Profe ha sentito che stanno chiudendo tutte le scuole in provincia di Cremona?

Con questa frase, pronunciata da Simone, mio alunno di quinta, ho cominciato a realizzare che stava succedendo qualcosa di cui non si riusciva ad avere la giusta percezione.

Il prolungarsi delle vacanze di carnevale per qualche giorno e poi la decisione definitiva di chiudere tutte le scuole e le prime notizie di conoscenti ricoverati ci hanno fatto maturare la profonda consapevolezza di essere in pericolo.

Il pensiero si è subito volto ai nostri nonni, bisognava (bisogna tuttora!) proteggerli dal possibile contagio e quindi ben prima del lockdown Omar ed io abbiamo deciso di non frequentare più le case dei nonni e degli zii: non è stato semplice far comprendere alle nostre bimbe il perché fosse necessario stare nella nostra casa “al sicuro”, ma come sempre sanno fare, ci hanno stupito accettando la straordinarietà del momento con molta serenità, dicendoci: “Ok, mamma! Ok, papà!”.

La quotidianità non è stata semplice perché tutta da reinventare: conciliare lavoro-scuola-famiglia H24 nelle mura di casa è dura e per fortuna con un pò di collaborazione da parte di tutti noi abbiamo creato un nuovo “equilibrio”. In questo periodo di restrizioni ci siamo più volte ripetuti quanto per noi la famiglia sia il fulcro della nostra vita e non potevamo che ringraziare Dio di questo dono meraviglioso: ci hanno privato di ogni cosa, ogni relazione in poco tempo, eppure l’essere tutti e quattro insieme, a casa, paradossalmente sereni, senza grandi pretese ci rendeva felici: non posso dimenticare la gioia di Benedetta e Beatrice nel trascorrere del tempo a cucinare dolcetti prelibati e soprattutto a mangiarli condividendoli con noi genitori,oppure a giocare liberamente con noi nel pomeriggio.

Eravamo comunque tutti ben consapevoli di quali tragedie stessero vivendo famiglie a noi vicine e lontane.

Ecco, quindi, che per colmare la distanza abissale con i nostri affetti (familiari, amici, colleghi di lavoro, compagni di classe, alunni…) che da sempre arricchiscono il nostro cammino, abbiamo sentito la necessità di pregare ancor più: il momento serale del Rosario in famiglia è stato ed è tuttora fondamentale per alleviare le preoccupazioni che quotidianamente hanno alimentato i nostri cuori (grazie Don Nicola, che in amicizia ci hai coinvolto in questo cammino di preghiera quotidiano), i messaggi domenicali di Mons. Renato e le riflessioni di Don Davide che durante la Quaresima ci hanno permesso di meditare sul significato profondo di una vita nelle mani sapienti di Dio che, attraverso la sofferenza del suo Unico Figlio, ci dona la Vita Eterna.

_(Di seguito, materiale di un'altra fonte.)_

Issue #417, opened 2026-09-13
n-ary canonicalization re-renders every operand to a string on each construction, making incremental sum/product building quadratic


ofloveandhate:
## Summary

Building an n-ary node (`SumOperator` / `MultOperator`) canonicalizes its operands, and the
canonicalization **recomputes a string render of every operand, every time**. Since nodes are
immutable and interned, that work is repeated rather than cached — so accumulating a sum one
term at a time is **quadratic in the number of terms, times the operand subtree size**.

Measured: building a 3200-term sum by repeated `+` takes **7.98 s**; building the same sum by
balanced pairwise reduction takes **0.069 s**. Same result, **116x**.

## Where

`core/src/function_tree/canonical.cpp`, `CanonicalizeNaryOperands` (~line 224). For an
N-operand node, per construction:

```cpp
for (auto const& op : operands)
    for (auto const& v : GatherVariables(op))     // walks every operand's subtree
        ...
std::sort(vars.begin(), vars.end(), ...);

for (std::size_t i = 0; i < N; ++i)
{
    keys[i]   = operands[i]->MultiDegree(vars);
    prints[i] = PrintOf(operands[i]);             // renders every operand to a string
}
```

`PrintOf` is used as a sort key for the canonical ordering. It is recomputed for every
operand on every construction, and it walks the operand's whole subtree.

So `total = total + term`, repeated N times, costs

    sum over i of  O( i * subtree_size )   =   O(N^2 * subtree)

and the subtree factor is what makes it bite: the same loop is cheap on small operands and
brutal on large ones.

## Reproducer (pure Python, via the bindings)

```python
import bertini, time
x, y = bertini.variables(['x','y'])
terms = [ (x*y)**(i % 7 + 1) * (x + bertini.coefficient(i)) for i in range(3200) ]

t = time.time()
tot = None
for u in terms: tot = u if tot is None else tot + u      # linear accumulation
print('linear   %.3f s' % (time.time()-t))

def balanced(ts):
    cur = list(ts)
    while len(cur) > 1:
        nxt = [cur[i] + cur[i+1] for i in range(0, len(cur)-1, 2)]
        if len(cur) % 2: nxt.append(cur[-1])
        cur = nxt
    return cur[0]

t = time.time(); balanced(terms); print('balanced %.3f s' % (time.time()-t))
```

    N       linear      balanced     speedup
    100      0.009 s      0.001 s        7x
    200      0.031 s      0.003 s       11x
[...]

PR #418, opened 2026-09-14
perf(function_tree): MultiDegree memoizes by node identity within one traversal

ofloveandhate:
Part of #417. The traversal-level memo only — measured, and the safe half.

## The problem

The node graph is hash-consed, so a small DAG can stand for an enormous expansion. But
`MultiDegree` is a plain recursive walk, so it visits the **tree**: O(expansion) where the
structure is O(DAG). `CanonicalizeNaryOperands` calls it for every operand of every n-ary
construction. Measured on a nested expression whose DAG grows ~3 nodes per level while its
expansion doubles:

    level   DAG nodes   printed length   MultiDegree   ONE multiply
        7          25            1,527       0.05 ms        0.09 ms
       14          46          196,599       8.22 ms       13.05 ms

A 46-node expression cost 13 ms to multiply by a variable. In a cofactor expansion inside an
isosingular deflation stage, that compounded into a stage that ran **4.5 hours** with a DAG
that never exceeded 1102 nodes.

## The change

`MultiDegree` becomes a non-virtual wrapper owning a **per-traversal** memo keyed on node
identity; the per-type work moves to `MultiDegreeImpl`, which recurses through the wrapper
so children are memoized. A shared subtree is visited once however many times it is reached.

A multidegree is only meaningful relative to a variable group, so a nested call asking about
a *different* group bypasses the memo rather than reading a wrong answer. Within one
traversal the same reference is handed down, so identity is the right test. The memo is
thread-local and released by RAII guard however the outermost call exits.

## Measured

18-level benchmark, same machine, same binary shape, only the change flipped:

    unmemoized    510 ms
    memoized      293 ms      1.74x

All `test_classes` pass **including the golden digest fixtures** — canonical ordering is
unchanged, which is the contract that matters (canonicalization feeds `CanonicalEncoding`).
The regression test pins a 420 ms budget between the two measured times.

## What was tried and rejected, so nobody repeats it

* **Caching the result across calls** (per-node `CachedMultiDegree`): **29% slower**
  (659 ms). Filling such a cache costs the same walk it avoids, so it only pays from a
  node's second mention. The memo has to be inside the traversal.
* **`Find` / `GatherVariables`** need nothing — already DAG-aware (they carry a `visited`
  set).

## Not in this PR

`PrintOf` — the canonicalization tie-break — is now the last traversal that walks the tree.
Computing it on demand (only on a multidegree tie) measured a further 293 → 199 ms, but I
reverted it after an endgame test failed with it in place. That test has since proven
**flaky** (fails, then passes 3/3 on the same binary), so the lazy print is very likely
fine; it belongs in a follow-up with its own measurement rather than bundled here. Making
`PrintOf` itself DAG-aware is the remaining fix for #417 proper.

---


ofloveandhate (commented):
yep.  memoization to fix a string printing problem.  the pattern is correctly implemented.

PR #422, opened 2026-09-15
fix(function_tree): a variable-free power is a constant -- homogeneous whatever its exponent (#419)

### LINKED ISSUE #419: Homogenize() silently skips a system with a variable-free sqrt subtree (an algebraic constant); AutoPatch then throws
## Summary

A system whose functions contain a **variable-free `sqrt` (or other operator) subtree** — a
constant computed symbolically, such as the golden ratio `phi = (sqrt(5) + 1) / 2` — builds,
evaluates and differentiates correctly, but `System::Homogenize()` does not homogenize it,
and the next `AutoPatch()` throws:

```
RuntimeError: requesting to AutoPatch a system which is not homogenized.  Homogenize it first.
```

Nothing tells the caller that `Homogenize()` did nothing.

## Reproducer (Python bindings)

```python
import bertini
x, y, z = bertini.variables(list('xyz'))
phi = (bertini.sqrt(bertini.coefficient(5)) + bertini.coefficient(1)) / bertini.coefficient(2)
f = (bertini.coefficient(4) * (phi**2 * x**2 - y**2) * (phi**2 * y**2 - z**2) * (phi**2 * z**2 - x**2)
     - (bertini.coefficient(1) + bertini.coefficient(2) * phi) * (x**2 + y**2 + z**2 - 1)**2)   # Barth sextic
s = bertini.System(); s.add_variable_group([x, y, z]); s.add_functions([f])
print(list(s.degrees()))          # [6]  -- the degree is read correctly
s.homogenize()
s.auto_patch()                    # RuntimeError: ... not homogenized
```

Replacing `phi` by a 300-digit numeric coefficient makes everything work, so the system
is polynomial in every sense that matters; only the homogenizer's notion of "polynomial"
disagrees.

## Where it bit

bertini_real's `test/surface/barth6/input` writes `phi=(5^(1/2)+1)/2;` as a constant.
Porting it to bertini2 with `phi` as a node, the cellular decomposition ran its
critical-curve witness stage fine and died at the first projective move (b2_experiments,
`nid/slicing.py::projectivize_move`, 2026-09-15).  Every surface with an algebraic
irrational in its coefficients is affected.

## Expected

A subtree with no variables is a constant.  `Homogenize()` should either treat it as one
(degree 0) and homogenize, or refuse loudly with an error naming the offending subtree —
not return with the system unchanged.  `IsPolynomial()` (or whatever gate `Homogenize`
consults) should classify by *variable dependence*, not by operator type.

ofloveandhate:
Closes #419.

## What was wrong

`PowerOperator::IsHomogeneous` (both overloads, `core/src/function_tree/operators/arithmetic.cpp`)
answered "not homogeneous" for any power whose exponent is not a non-negative integer, without
asking whether the *base* involves the variables. `PowerOperator::Degree` already answers 0 for
the same node when the base is variable-free. So `5^(1/2)` -- Bertini 1's spelling of a square
root, and how `bertini_real`'s `barth6` input writes the golden ratio, `(5^(1/2)+1)/2` --
reported degree 0 and polynomial, but not homogeneous. `Homogenize()` pads by degree, found
nothing to do, and `AutoPatch()` then refused the result with "requesting to AutoPatch a system
which is not homogenized".

The issue's own reproducer used `bertini.sqrt(5)`, which builds a `SqrtOperator` and was already
classified correctly -- which is why that reproducer does not fail. The cellular decomposition
hit the power form.

## The fix

A power whose degree in the variables asked about is 0 is a constant and is homogeneous,
whatever its exponent. One guard per overload, placed before the existing integer-exponent
reasoning, so the two verdicts agree.

## Tests (C++, `homogenization_test.cpp`)

Four cases, table-driven, so a future operator that breaks the agreement fails by name:

- every operator's variable-free form -- `sqrt(5)`, `exp(1)`, `log(2)`, `sin(1)`, `cos(1)`,
  `tan(1)`, `5^(1/2)`, `5^(3/2)`, `(1+sqrt(5))/2`, `(5^(1/2)+1)/2`, `sqrt(2)^3`, `exp(sqrt(2))`,
  `-sqrt(3)`, `sqrt(pi)` -- is degree 0 (total, per variable, per group), polynomial,
  homogeneous, and as a coefficient leaves a polynomial's degree and homogeneity alone;
- a system with each of those as a coefficient homogenizes, gains its homogenizing variable, and
  auto-patches;
- the Barth sextic with the golden ratio as a node, in the `5^(1/2)` spelling: degree 6,
  homogenizes, patches;
- the controls with a variable inside (`sqrt(x)`, `exp(x)`, `log(x)`, `sin(x)`, `x^(1/2)`,
  `sqrt(x*y)`, `2^x`) stay non-polynomial and non-homogeneous.

Before the fix, the `5^(1/2)`, `5^(3/2)` and `(5^(1/2)+1)/2` rows fail (measured through the
Python bindings against the unfixed library: `is_homogeneous` False, `auto_patch` raises);
everything else already passed. After: the homogenization suite is 24 cases / 338 assertions
green, and the whole `test_classes` executable passes.

## Answering the question the issue raised

Does this happen for other node types? The sweep says no: `sqrt`, `exp`, `log`, the
trigonometric functions and their compositions were already consistent; only the rational power
disagreed with its own degree.


ofloveandhate (commented):
i was silly to have made this mistake with my work on the symbolic engine when i wrote it.  i am glad that it's more correct now.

Lo sconforto, però, in certi momenti ci ha attanagliato il cuore e la mente, ma la preghiera è stata l’unica via per trovare conforto: è l’unico strumento che abbiamo per chiedere a Dio di aumentare la nostra fede, anche, e soprattutto, in momenti tragici come quello che stiamo vivendo.

La settimana passava e inesorabilmente arrivava la Domenica: come si fa a partecipare alla Santa Messa senza andare nella nostra Chiesa, senza il canto e la preghiera condivisi con tanti amici? In realtà abbiamo vissuto il momento della Santa Messa in modi diversi: innanzi tutto con i sacerdoti della nostra comunità; con il nostro Vescovo, che tanto si è speso e si sta spendendo per la sua Diocesi ma anche con carissimi amici sacerdoti, con cui rimangono legami indissolubili benché siano lontani: Don Carlo, Don Luciano. A tutti voi un infinito Grazie perché non ci siamo sentiti soli nella nostra preghiera.

È così che trascorriamo giorno per giorno il “momento Coronavirus”: preghiera, buon senso e tanto tanto amore.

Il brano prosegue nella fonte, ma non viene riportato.